= Americans for Middle East Understanding =

Organization

Americans for Middle East Understanding (AMEU) is an American 501(c)(3) nonprofit organization based in New York City. AMEU was founded in 1967 by people whose professions involved the Middle East and who believed that Americans were receiving biased information about the region. AMEU publishes a 16-page magazine called The Link on a bi-monthly basis, which is now in its 33rd year of publication. It also publishes leaflets about the Middle East, supports educational programs, sells books, donates to libraries, provides a speakers' bureau, subsidizes travel to the Middle East and provides teachers with educational material.

==Board of directors==

The board of directors includes scholars, academics, diplomats, authors, editors, religious representatives and business people including many with direct experience in the Middle East. Talcot Seelye, former American ambassador to Syria and Tunisia, served on the board of directors.
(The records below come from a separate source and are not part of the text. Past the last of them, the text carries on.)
PR #8588, opened 2023-02-08
Fix ToolStrip/MenuStrip/StatusStrip arrow keys navigation

v-elnovikova:
Fixes #8587

## Proposed changes

- Fix ToolsStrip.TabStop property value handling in calculating the next ToolStripItem to switch to.
- Modify unit tests to ensure GetNextItem method handles TabStop true value correctly.

## Customer Impact

- Arrow keys work correctly when navigation ToolStrip/MenuStrip/StatusStrip items from keyboard.

## Regression? 

- No

## Risk

- Minimal

### Before

Focus goes *right* on both Left and Right keys:

https://user-images.githubusercontent.com/113603457/217533909-e7af42f1-b48c-40e8-b670-bce1797ccac1.mp4

### After

Focus goes *left* on Left key and *right* on the Right key:

https://user-images.githubusercontent.com/113603457/217534004-530e0969-86f0-4470-a9d9-60dd8a06362a.mp4

Tab and Shift+Tab navigation is not affected:

https://user-images.githubusercontent.com/113603457/217534084-6c900fa3-001e-4f39-8c21-6ba12f3df049.mp4

## Test methodology 

- Manual

## Test environment(s) 

- .NET 8.0.0-alpha.1.23057.5

###### Microsoft Reviewers: [Open in CodeFlow](https://portal.fabricbot.ms/api/codeflow?pullrequest=https://github.com/dotnet/winforms/pull/8588)

Issue #5795, opened 2021-09-17
Accessibility: ToolStrip: TabStop= true, pressing Shift-Tab for first or last item: toolStripComboBox/TextBox in ToolStrips doesn't move to right item right 


Olina-Zhang:
* .NET Core Version: 
.Net SDK 6.0.100-rc.2.21466.17

* Have you experienced this same bug with .NET Framework?: 
Yes, but the result is different from .net 6.0 after the PR: https://github.com/dotnet/winforms/pull/5726

**Minimal repro:**
Scenario A:
1.	Create a Winforms .Net Core application with 2 toolStrips, set their TabStop as true
2.	In the first toolStrip, the last item is not toolStripComboBox/TextBox, and in the second toolStrip, the last item is toolStripComboBox/TextBox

AMEU's current board of directors includes former American ambassador to Greece, Zimbabwe, and Mauritius, Robert V. Keeley and former representative Paul Findley.

==Palestinian advocacy==

A 2004 article by Chana Shavelson on the pro-Israeli media watchdog, Committee for Accuracy in Middle East Reporting in America (CAMERA), AMEU is referred to as a "pro-Palestinian group." Neoconservative Laurent Murawiec, in his book, Prince of darkness: the Saudi assault on the West says: "Americans for Middle East Understanding, established in 1969, evolved into a major organization within the Arab lobby."